__Records for the exercise__:
PR #5163, opened 2026-09-17
Run SwiftLint once, in the podcasts target

kean:
| 📘 Part of: # |  
|:---:|

Fixes PCIOS- 

SwiftLint runs twice on every build of the app.

The `PreBuildActions` aggregate target — which `podcasts`, `WidgetExtension`, `Pocket Casts Watch App` and `Pocket Casts TV App` all depend on — runs `make lint`. The `podcasts` target then separately ran `make lint_lenient` in an unnamed shell script phase. Both phases are `alwaysOutOfDate = 1`, so neither is ever skipped, including on no-op builds.

This PR collapses the two into a single phase in the `podcasts` target, placed immediately after `Sources` and running `make lint_lenient`, skipped on CI.

**Position matters.** The lint has to run *after* the app target compiles, not before it. `PreBuildActions` is a dependency, so a lint phase there runs ahead of every `SwiftCompile` in `podcasts`; Xcode then recompiles those files and replaces their diagnostics, and the violations never reach the Issue Navigator or the editor gutter. The phase still runs and still prints `warning:` lines into the build log — they are just invisible where it counts. Keeping the phase where the old `podcasts` one was preserves the feedback developers actually see.

**Leniency matters.** `make lint` and `make lint_lenient` share the same `swiftlint lint --working-directory .. --config .swiftlint.yml --quiet` invocation over the same file set, but several rules are configured with error severity — `control_statement` (`.swiftlint.yml:150`), `string_interpolation_in_localized_string`, `swiftui_localization`. Under a strict run those fail the build rather than annotate it, which is not what a build-phase lint should do to someone mid-edit. `--lenient` downgrades them to warnings and exits 0.

**CI is unaffected.** `.buildkite/pipeline.yml` runs `swiftlint` as its own step, strict and independent of any build, and that remains the gate. Since the build-phase lint can no longer fail anything, `[ $CI ] && exit 0` keeps it from burning CI time — this is the same guard the original `podcasts` phase had.

The trade-off is that `WidgetExtension` and the Watch and TV apps no longer lint when built on their own; only the app scheme does.

Measured on an M5 Max (18 cores), clean DerivedData, packages pre-resolved, idle machine:

| | Before | After |
|---|---|---|
| No-op build (best of 3, steady state) | 20.9 s | 16.9 s |
| `PhaseScriptExecution` tasks per build | 6 | 5 |

**~4 s (−20%) off every no-op build.** Clean-build wall clock is unchanged within run-to-run noise (±3 s on this machine) — with a full compile to hide behind, the phase overlaps other work. The win is in the edit-build loop, where there is nothing to hide behind.

## To test

1. `make clean && make build_staging` — confirm it succeeds.
2. Add an error-severity violation to a file in the app target, e.g. `if (flag) { }` (`control_statement`).
3. Build from Xcode and confirm it **succeeds** with the violation shown as a *warning* in the Issue Navigator and in the editor gutter, attributed to the `SwiftLint` phase of the `podcasts` target — not as an error.
4. Revert the violation, build twice, and confirm the second (no-op) build succeeds and is faster than before.

## Checklist


dangermattic:
<table>
  <thead>
    <tr>
      <th width="50"></th>
          1 Error
      </th>
     </tr>
  </thead>
  <tbody>
    <tr>
      <td>:no_entry_sign:</td>
    </tr>
  </tbody>
</table>
<table>
  <thead>
    <tr>
      <th width="50"></th>
          1 Warning
      </th>
     </tr>
  </thead>
  <tbody>
    <tr>
      <td>:warning:</td>
    </tr>
  </tbody>
</table>

</p>

PR #5165, opened 2026-09-18
Invoke the pinned SwiftLint binary directly

kean:
| 📘 Part of: # |  
|:---:|

`make lint` ran SwiftLint through `swift package plugin`, which spends ~0.4s on SPM startup before any linting happens. The pinned binary is already on disk in `BuildTools/.build`, so invoke it directly. A Make rule resolves BuildTools when the binary isn't there yet, so a fresh checkout still works.

The version stays pinned exactly as before: the artifact bundle comes from `BuildTools/Package.resolved`, whose version is read out of `swiftlint_version` in `.swiftlint.yml`.

Measured on a clean tree with a warm SwiftLint cache: **0.75s → 0.35s** per run. The Xcode `SwiftLint` build phase still calls `make lint`, so it picks this up with no project change.

## To test

1. `make lint` — passes, and is faster than on trunk.
2. Add `if (true) { print(1) }` to any Swift file, then `make lint` — reports the `control_statement` error and exits non-zero.
3. `make format` — autocorrects that file.
4. `make lint_lenient` — reports the same violation as a warning and exits 0.
5. `make help` still lists `lint` and `format`.
6. Build the app in Xcode — the SwiftLint phase behaves as before.

## Checklist


kean:
It is a documented approach: https://github.com/realm/SwiftLint#xcode-run-script-build-phase.

PR #5172, opened 2026-09-18
Move L10n into a PocketCastsLocalization module

kean:
| 📘 Part of: # |
|:---:|

Moves `L10n` out of the app target into a new `PocketCastsLocalization` package module. The module holds the SwiftGen output, `Strings+L10n.swift` and `LocalizationHelpers.swift`.

- **Compiled once.** Before, the app, Watch, TV, App Clip and widget targets each compiled the 5,000-line generated file. Now they all link the one module.
- **Unblocks other modules.** About 450 app files use `L10n`, so no UI code could leave the app target without it.
- **No new imports.** The five targets compile `podcasts/Exports.swift` (`@_exported import PocketCastsLocalization`), which takes the place of `Strings+L10n.swift` in each of them. App code, and tests that use `@testable import podcasts`, see `L10n` exactly as before, even with `MemberImportVisibility` on.
- **The module generates its own code.** A local build tool plugin, `GenerateL10n`, runs SwiftGen 6.6.2, the same version as before. This PR removes the `L10n` phase in `PreBuildActions`, `swiftgen.yml`, `make generate_code` and the BuildTools SwiftGenPlugin dependency.
  - Why a plugin: SwiftPM fixes a package target's file list when it loads the package graph, and nothing makes a package target build after an Xcode aggregate target. The old script phase couldn't feed the module.
  - Why a prebuild command: Xcode builds the module for both iOS and watchOS into the same plugin directory, so a regular build command fails with "Multiple commands produce". On a no-op build, SwiftGen takes about 0.3 s and doesn't rewrite the file, so nothing recompiles.
- **Translations stay in the app bundle.** Each target still bundles `Localizable.strings`, because App Intents (`LocalizedStringResource`) and What's New look keys up in the main bundle. `L10n` now reads `Bundle.main` directly and no longer force-unwraps the `en.lproj` lookup. In module tests it returns the English text, which the new `PocketCastsLocalizationTests` checks.
- `L10n.bulkDownloadMax` depends on an app constant, so it moved to the app. It now sits next to the other constant-based strings in `Settings.swift`.

The new test target runs in the `Modules-Package` scheme. `UnitTests.xctestplan` doesn't include module test targets yet.

## To test

1. Build and run the app. Strings look the same as before. Switch the app language (Settings › Pocket Casts › Language) and check that a few screens are translated.
2. Build the Watch app, widgets, App Clip and TV app. Check that the widget gallery and a Watch screen show their strings.
3. Add a key to `podcasts/en.lproj/Localizable.strings`, use it in app code as `L10n.<newKey>`, and build once. It compiles on the first build.
4. On a podcast page, select more episodes than the bulk download limit and choose Download. The limit warning still shows.

## Checklist


dangermattic:
<table>
  <thead>
    <tr>
      <th width="50"></th>
          1 Warning
      </th>
     </tr>
  </thead>
  <tbody>
    <tr>
      <td>:warning:</td>

.</td>
    </tr>
  </tbody>
</table>

</p>

PR #5178, opened 2026-09-18
Give image-only buttons VoiceOver labels instead of asset names

kean:
VoiceOver read several image-only buttons by their asset name ("discover_tick", "nav cast off", "chapter skipforward", "effects off", "cross-little") because none of them set an accessibility label, so UIKit and SwiftUI fell back to the image name. Each control now has a localized label built from existing strings, and the stateful ones keep it correct as their state changes.

- Podcast page Follow/Unfollow button: "Follow" or "Unfollow", depending on whether you follow the podcast
- Nav bar Cast button: "Cast to", plus a "Connected" value while casting
- Full player chapter buttons: "Previous chapter" / "Next chapter"
- Full player Effects button: "Playback Effects", with an "On"/"Off" value
- Profile banner close button: "Dismiss"
- Notifications permission checkbox: the checkmark image is decorative and the nested button is hidden, so the row reads as one element and uses the Selected trait for its state


dangermattic:
<table>
  <thead>
    <tr>
      <th width="50"></th>
          1 Warning
      </th>
     </tr>
  </thead>
  <tbody>
    <tr>
      <td>:warning:</td>
    </tr>
  </tbody>
</table>

</p>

__Assignment__:
Verbatim output is expected for the lines from the start of the data to the line in which "This PR collapses" appears, both included.

__The completed task__:
PR #5163, opened 2026-09-17
Run SwiftLint once, in the podcasts target

kean:
| 📘 Part of: # |  
|:---:|

Fixes PCIOS- 

SwiftLint runs twice on every build of the app.

The `PreBuildActions` aggregate target — which `podcasts`, `WidgetExtension`, `Pocket Casts Watch App` and `Pocket Casts TV App` all depend on — runs `make lint`. The `podcasts` target then separately ran `make lint_lenient` in an unnamed shell script phase. Both phases are `alwaysOutOfDate = 1`, so neither is ever skipped, including on no-op builds.

This PR collapses the two into a single phase in the `podcasts` target, placed immediately after `Sources` and running `make lint_lenient`, skipped on CI.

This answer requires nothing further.